Equally troubling was the doctrinal incoherence of converting a rape charge into fornication. Fornication requires affirmative proof of mutual consent, not merely the prosecution’s failure to prove rape beyond reasonable doubt. Where rape is not proven, the legally sound outcome is acquittal, not the creation of a new offence that was never alleged, charged, or defended. This approach quietly revives the logic of the Zina regime by reintroducing moral judgment into what should be a strictly legal inquiry.
“Hassan v State”: Rewriting Consent Once Again
In Hassan v State, the pattern repeated itself. Once again, the Supreme Court converted a rape conviction into fornication, citing delay in lodging the FIR and absence of physical injuries. Once again, a dissenting judge cautioned that neither delay nor lack of injuries establishes consent. And once again, the majority treated ambiguity as proof against the survivor. Delay in reporting rape is not an anomaly in Pakistan; it is the norm, produced by fear of stigma, retaliation, familial pressure, and institutional hostility. To treat delay as evidence of consent is to punish survivors for navigating a society that already refuses to protect them.
Taken together, these judgments reveal a disturbing judicial tendency. When confronted with the discomfort of rape convictions, courts retreat into the language of consensual sex, even where no such case exists on record. This does not protect due process. It destabilises criminal law by allowing courts to invent offences based on conjecture rather than evidence.
At the heart of both judgments lies a profound misunderstanding of consent. Consent is situational, specific, and revocable at any moment. The mere fact that a man and a woman are in the same place at the same time, or share familiarity, history, or even prior intimacy, does not give a man the right to sexual access. Presence is not permission. Silence is not consent. Consent must exist at the moment of the act, not presumed beforehand and not reconstructed afterwards. When courts treat proximity or familiarity as implied consent, they legitimise entitlement and erode women’s bodily autonomy.
The Cost of Standing Still
When I began my research nearly a decade ago, there was very little Pakistani legal literature on rape from a feminist or empirical perspective. Today, more law students are engaging with these questions. And yet, the jurisprudence at the highest level remains stagnant.

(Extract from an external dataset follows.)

Issue #538, opened 2015-02-18
add to grunt the fonts folder of components/extensions/menus


chucklorenz:
Recently extensions and menu assets were added to the Grunt file to fix #304. Can the same be done with the fonts folder for components, extensions, and menus? I'm working on an extension (a Drawer item) that uses an icomoon font file to supplement the icons in vanilla.woff. Seems reasonable that other components and menus might need to deliver fonts, too.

What breaks my heart is not only the outcomes of these cases, but what they signal: that despite better laws, greater awareness, and richer scholarship, rape survivors still stand alone. They face a system that demands bruises, immediate reporting, and perfect behaviour, and when those impossible standards are not met, the law quietly shifts the burden onto them.
Patriarchy in jurisprudence is not always loud. Sometimes it speaks in neutral language, evidentiary thresholds, and the rhetoric of benefit of doubt. But its effect is the same: women are disbelieved, and violence is normalised.
When Justice Malik cited my work, it reminded me why scholarship matters, not because it guarantees victory, but because it records resistance. It shows that the law could have chosen differently.
Pakistan’s rape jurisprudence is not moving forward because it refuses to confront its own biases. Until courts stop equating uncertainty with consent and morality with legality, justice will remain elusive.
And still, we write. We research. We dissent. Because silence has never protected anyone.